» **YOUR OBJECTIVE**: Exactly the lines from the one with "Some PHP apps" to the end of the data below should be set down, and no others.

Segment Start: STUDY MATERIAL

PR #311299, opened 2024-05-13
pkgs/formats: add generator for PHP config files

thenhnn:
## Description of changes

Some PHP apps are configurable through evaluation of `config.php` file (file should contain php code that should set options on hashmap), for example [Filesender](https://github.com/filesender/filesender) or [Flarum](https://docs.flarum.org/config/).

This PR adds generation of PHP configs through Nix DSL.

## Things done

- Built on platform(s)
  - [ ] x86_64-linux
  - [ ] aarch64-linux
  - [ ] x86_64-darwin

Segment End: STUDY MATERIAL

» **ANSWER SECTION**:
Some PHP apps are configurable through evaluation of `config.php` file (file should contain php code that should set options on hashmap), for example [Filesender](https://github.com/filesender/filesender) or [Flarum](https://docs.flarum.org/config/).

This PR adds generation of PHP configs through Nix DSL.

## Things done

- Built on platform(s)
  - [ ] x86_64-linux
  - [ ] aarch64-linux
  - [ ] x86_64-darwin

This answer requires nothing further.